··· Material for this exercise
PR #11803, opened 2022-09-07
Fixes an issue that we are having with carnary builds

travishathaway:
This pull request adds the same changes that were implemented in the official conda feedstock. See this issue for more information: https://github.com/conda/conda-build/issues/4572


kenodegard (changes requested):
I don't think the `cytoolz` change is necessary for this fix

jezdez (approved):

kenodegard (approved):

PR #14916, opened 2025-06-06
Handle exceptions coming from environment spec plugins

soapy1:
### Description

This PR introduces some more error handling into the environemnt_spec plugin detection process. Now,
if a plugin has an unhandled exception in their `can_handle` function:
* detecting plugins (`detect_environment_specifier`) will capture + log errors coming from plugins, instead of erroring out
* explicitly requesting a plugin (`get_environment_specifier_by_name`) with unhandled exceptions will wrap the error up in a conda exception and provide information about the error to the user

See the attached tests for examples of how this works.

This PR is just handling exceptions during the plugin detection phase, so that would be in the plugin implementation of the `can_handle` function. This PR does not introduce any error handling for retrieving an environment from the plugin.

depends on the changes to the plugin manager introduced in https://github.com/conda/conda/pull/14877 and https://github.com/conda/conda/pull/14914

### Checklist - did you ...

### DIFF
--- a/conda/plugins/manager.py
+++ b/conda/plugins/manager.py
@@ -542,13 +542,10 @@ class CondaPluginManager(pluggy.PluginManager):
                 f"{', '.join([hook.name for hook in hooks])}"
             )
         if len(found) == 1:
+            # Try to load the plugin and check if it can handle the environment spec
             try:
                 if found[0].environment_spec(source).can_handle():
                     return found[0]
-                else:
-                    raise PluginError(
-                        f"Requested plugin '{name}' is unable to handle environment spec '{source}'"
-                    )
             except Exception as e:
                 raise PluginError(
                     dals(
@@ -558,6 +555,11 @@ class CondaPluginManager(pluggy.PluginManager):
                         {type(e).__name__}: {e}
                         """
                     )
+                )
+            else:
+                # If the plugin was not able to handle the environment spec, raise an error
+                raise PluginError(
+                    f"Requested plugin '{name}' is unable to handle environment spec '{source}'"
                 )
         elif len(found) > 1:
             raise PluginError(
--- a/conda/plugins/manager.py
+++ b/conda/plugins/manager.py
@@ -542,11 +542,22 @@ class CondaPluginManager(pluggy.PluginManager):
                 f"{', '.join([hook.name for hook in hooks])}"
             )
         if len(found) == 1:
-            if found[0].environment_spec(source).can_handle():
-                return found[0]
-            else:
+            try:
+                if found[0].environment_spec(source).can_handle():
+                    return found[0]
+                else:
+                    raise PluginError(
+                        f"Requested plugin '{name}' is unable to handle environment spec '{source}'"
+                    )
+            except Exception as e:
                 raise PluginError(
-                    f"Requested plugin '{name}' is unable to handle environment spec '{source}'"
+                    dals(
+                        f"""
+                        An error occured when handling '{source}' with plugin '{name}'.
+
+                        {type(e).__name__}: {e}
+                        """
+                    )
                 )
         elif len(found) > 1:
             raise PluginError(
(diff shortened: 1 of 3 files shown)


soapy1:
pre-commit.ci autofix

conda/plugins/manager.py
```diff
@@ -567,21 +578,29 @@ def detect_environment_specifier(self, source: str) -> CondaEnvironmentSpecifier
...
+                            source,
+                            hook.name,
+                        )
+                except Exception as e:
+                    log.error(
+                        "EnvironmentSpec hook: an error occurred when handling '%s' with plugin '%s'. %s",
+                        source,
+                        hook.name,
+                        e,
+                    )
```
jezdez, line 605: Any reasons not to make this a `PluginError`?

soapy1: This is part of the detection process where conda loops thru all the installed plugins to see if anything can handle the provided environment spec, so we don't want to throw an error. For example, if the user installs a broken plugin that causes an exception in it's `can_handle`  function we don't want conda to completely break. Instead, conda should take that as a singal that the plugin is not able to handle the plugin, log that an error was thrown, and continue with the detection process.

soapy1: That's in contrast to `get_environment_specifier_by_name`, where the caller is specifically requesting a plugin. If that plugin throws an error in a place where it's not suppose to, conda should catch that error and bundle it up as a `PluginError`. You can see that above on line 549

conda/plugins/manager.py
```diff
@@ -542,11 +542,22 @@ def get_environment_specifier_by_name(
...
+            except Exception as e:
                 raise PluginError(
-                    f"Requested plugin '{name}' is unable to handle environment spec '{source}'"
+                    dals(
+                        f"""
+                        An error occured when handling '{source}' with plugin '{name}'.
+
+                        {type(e).__name__}: {e}
+                        """
+                    )
```
kenodegard: Need to rework this otherwise the first `PluginError` will be be caught and wrapped in the second `PluginError`

kenodegard (changes requested):

conda/plugins/manager.py
soapy1: good catch! I also updated the tests to reflect the change required here. Thanks

conda/plugins/manager.py
```diff
@@ -542,12 +542,25 @@ def get_environment_specifier_by_name(
...
                 )
+
+            # If the plugin was not able to handle the environment spec, raise an error
+            raise PluginError(
+                f"Requested plugin '{name}' is unable to handle environment spec '{source}'"
+            )
```
kenodegard: would this be clearer if we did a try-except-else instead?

tests/plugins/test_env_specs.py
```diff
@@ -129,10 +157,14 @@ def test_raises_an_error_if_named_plugin_can_not_be_handled(
     """
     Ensures that an error is raised if the user requests a plugin exists, but can't be handled
     """
-    with pytest.raises(PluginError):
+    with pytest.raises(PluginError) as e:
```
kenodegard: Personally prefer using the `match` keyword instead:

```suggestion
    with pytest.raises(
        PluginError,
        match=r"Requested plugin 'rand-spec' is unable to handle environment spec",
    ):
```

tests/plugins/test_env_specs.py
```diff
@@ -167,3 +199,36 @@ def test_explicitly_select_a_non_autodetect_plugin(
...
+    """
+    Ensures that explicitly selecting a plugin that has errors is handled appropriately
+    """
+    filename = "test.random"
+    with pytest.raises(PluginError) as e:
+        plugin_manager.get_environment_specifier_by_name(filename, "naughty")
+        assert (
+            "An error occured when handling '{filename}' with plugin 'naughty'."
+            in str(e)
+        )
```
kenodegard:
```suggestion
    with pytest.raises(
        PluginError,
        match=rf"An error occured when handling '{filename}' with plugin 'naughty'.",
    ):
        plugin_manager.get_environment_specifier_by_name(filename, "naughty")
```

kenodegard (dismissed):
Looks good, minor suggestions

conda/plugins/manager.py
soapy1: ya, that sounds good to me

kenodegard (dismissed):

conda/plugins/manager.py
jaimergp: Can we add the `exc_info=e` info in a debug statement to facilitate debugging? We are using this pattern in places like https://github.com/conda/conda/blob/eacc4c4d7dd3b88524e1ca8eec9d5c2146de167a/conda/core/envs_manager.py#L226-L227

```suggestion
                except Exception as e:
                    log.error(
                        "EnvironmentSpec hook: an error occurred when handling '%s' with plugin '%s'. %s",
                        source,
                        hook.name,
                        e,
                    )
                    log.debug("%r", e, exc_info=e)
```

news/14916-handle-exceptions-from-env-spec-plugins
```diff
@@ -0,0 +1,19 @@
+### Enhancements
+
+* Handle exceptions coming from environment spec plugins can_handle functions. (#14916)
```
jaimergp:
```suggestion
* Handle exceptions coming from environment spec plugins `can_handle` functions. (#14916)
```

kenodegard (approved):

soapy1:
Looks like this test failure is due to a network error. Probably just needs a rerun

jezdez (approved):

PR #14925, opened 2025-06-10
Lazily evaluate cli options originating from the plugin manager

soapy1:
### Description
Follow up to https://github.com/conda/conda/pull/14877

This PR lazily evaluates `choices` for cli arguments that require information from the plugin manager. This will ensure that the plugin manager and context are fully initialized before calling on them.

The message returned to the user when selecting an invalid plugin is unchanged:

```

$ conda env create --env-spec idontexist         [9:59:00]
                        [--environment-specifier ENVIRONMENT_SPECIFIER] [--no-default-packages]
                        [--json] [--console CONSOLE] [-v] [-q] [-d] [-y] [--solver SOLVER]
                        [--subdir SUBDIR]
                        [remote_definition]
conda env create: error: argument '--env-spec': invalid choice: 'idontexist' (choose from 'binstar', 'environment.yml', 'requirements.txt')
```

```
$ conda install --solver  idontexist            [10:00:20]
usage: conda install [-h] [--revision REVISION] [--override-frozen] [-n ENVIRONMENT | -p PATH]
                     [-c CHANNEL] [--use-local] [--override-channels] [--repodata-fn REPODATA_FNS]
                     [--experimental {jlap,lock}] [--no-lock]
                     [--repodata-use-zst | --no-repodata-use-zst] [--strict-channel-priority]
                     [--no-channel-priority] [--no-deps | --only-deps] [--no-pin] [--copy]
                     [--no-shortcuts] [--shortcuts-only SHORTCUTS_ONLY] [-C] [-k] [--offline]
                     [--json] [--console CONSOLE] [-v] [-q] [-d] [-y] [--download-only]
                     [--show-channel-urls] [--file FILE] [--solver SOLVER] [--force-reinstall]
                     [--freeze-installed | --update-deps | -S | --update-all | --update-specs]
                     [--clobber] [--dev]
                     [package_spec ...]
conda install: error: argument '--solver': invalid choice: 'idontexist' (choose from 'classic', 'libmamba')
```
### Checklist - did you ...

### DIFF
--- a/conda/cli/helpers.py
+++ b/conda/cli/helpers.py
@@ -8,6 +8,7 @@ from __future__ import annotations
 
 from argparse import (
     SUPPRESS,
+    Action,
     BooleanOptionalAction,
     _HelpAction,
     _StoreAction,
@@ -17,6 +18,21 @@ from typing import TYPE_CHECKING
 
 if TYPE_CHECKING:
     from argparse import ArgumentParser, _ArgumentGroup, _MutuallyExclusiveGroup
+
+
+class LazyChoicesAction(Action):
+    def __init__(self, option_strings, dest, choices_func, **kwargs):
+        self.choices_func = choices_func
+        super().__init__(option_strings, dest, **kwargs)
+
+    def __call__(self, parser, namespace, values, option_string=None):
+        valid_choices = self.choices_func()
+        if values not in valid_choices:
+            choices_string = ", ".join(f"'{val}'" for val in valid_choices.keys())
+            parser.error(
+                f"argument '{option_string}': invalid choice: {values!r} (choose from {choices_string})"
+            )
+        setattr(namespace, self.dest, values)
 
 
 class _ValidatePackages(_StoreAction):
@@ -420,7 +436,8 @@ def add_parser_solver(p: ArgumentParser) -> None:
     group.add_argument(
         "--solver",
         dest="solver",
-        choices=context.plugin_manager.get_solvers(),
+        action=LazyChoicesAction,
+        choices_func=context.plugin_manager.get_solvers,
         help="Choose which solver backend to use.",
         default=NULL,
     )
@@ -583,7 +600,8 @@ def add_parser_environment_specifier(p: ArgumentParser) -> None:
     p.add_argument(
         "--environment-specifier",
         "--env-spec",  # for brevity
-        choices=context.plugin_manager.get_environment_specifiers(),
+        action=LazyChoicesAction,
+        choices_func=context.plugin_manager.get_environment_specifiers,
         default=NULL,
         help="(EXPERIMENTAL) Specify the environment specifier plugin to use.",
     )
--- a/news/14925-lazily-load-cli-choices
+++ b/news/14925-lazily-load-cli-choices
@@ -1,0 +1,19 @@
+### Enhancements
+
+* Lazily evaluate cli options originating from the plugin manager. (#14925)
+
+### Bug fixes
+
+* <news item>
+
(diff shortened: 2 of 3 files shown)


conda/cli/helpers.py
```diff
@@ -19,6 +20,21 @@
...
+        super().__init__(option_strings, dest, **kwargs)
+
+    def __call__(self, parser, namespace, values, option_string=None):
+        valid_choices = self.choices_func()
+        if values not in valid_choices:
+            choices_string = ", ".join(f"'{val}'" for val in valid_choices.keys())
+            parser.error(
+                f"argument '{option_string}': invalid choice: {values!r} (choose from {choices_string})"
+            )
+        setattr(namespace, self.dest, values)
```
kenodegard, line 35:
```suggestion
from ..auxlib.type_coercion import maybecall

class LazyChoicesAction(Action):
    @property
    def choices(self):
        return maybecall(self._choices)
    
    @choices.setter
    def choices(self, value):
        self._choices = value
```

conda/cli/helpers.py
```diff
@@ -420,7 +436,8 @@ def add_parser_solver(p: ArgumentParser) -> None:
     group.add_argument(
         "--solver",
         dest="solver",
-        choices=context.plugin_manager.get_solvers(),
+        action=LazyChoicesAction,
+        choices_func=context.plugin_manager.get_solvers,
```
kenodegard, line 440:
```suggestion
        choices=context.plugin_manager.get_solvers,
```

conda/cli/helpers.py
```diff
@@ -583,7 +600,8 @@ def add_parser_environment_specifier(p: ArgumentParser) -> None:
     p.add_argument(
         "--environment-specifier",
         "--env-spec",  # for brevity
-        choices=context.plugin_manager.get_environment_specifiers(),
+        action=LazyChoicesAction,
+        choices_func=context.plugin_manager.get_environment_specifiers,
```
kenodegard, line 604:
```suggestion
        choices=context.plugin_manager.get_environment_specifiers,
```

kenodegard (changes requested):
Small suggestion to avoid implementing `Action.__call__`

conda/cli/helpers.py
soapy1: I think it's better to override the `__call__` function. From the [argparse docs](https://docs.python.org/3/library/argparse.html):

> The recommended way to create a custom action is to extend [Action](https://docs.python.org/3/library/argparse.html#argparse.Action), overriding the __call__() method and optionally the __init__() and format_usage() methods. You can also register custom actions using the [register()](https://docs.python.org/3/library/argparse.html#argparse.ArgumentParser.register) method and reference them by their registered name.

It's also mentioned in the [Action class part of the docs](https://docs.python.org/3/library/argparse.html#action-classes)

> Action instances should be callable, so subclasses must override the __call__() method, which should accept four parameters:

When I apply this diff to my branch I get an error when I use valid options, for example:

```
$ conda install flask --solver classic
. . .
File "/home/sophia/projects/conda/devenv/Linux/x86_64/envs/devenv-3.10-c/lib/python3.10/argparse.py", line 868, in __call__
        raise NotImplementedError(_('.__call__() not defined'))
    NotImplementedError: .__call__() not defined
. . .
```

kenodegard: Ah we'd need to subclass `_StoreAction` instead.

kenodegard (approved):

jaimergp (approved):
······
Exact copies of the lines from the start of the data up to the line holding "This pull request", both included, are all that is needed.

_Task response_.
PR #11803, opened 2022-09-07
Fixes an issue that we are having with carnary builds

travishathaway:
This pull request adds the same changes that were implemented in the official conda feedstock. See this issue for more information: https://github.com/conda/conda-build/issues/4572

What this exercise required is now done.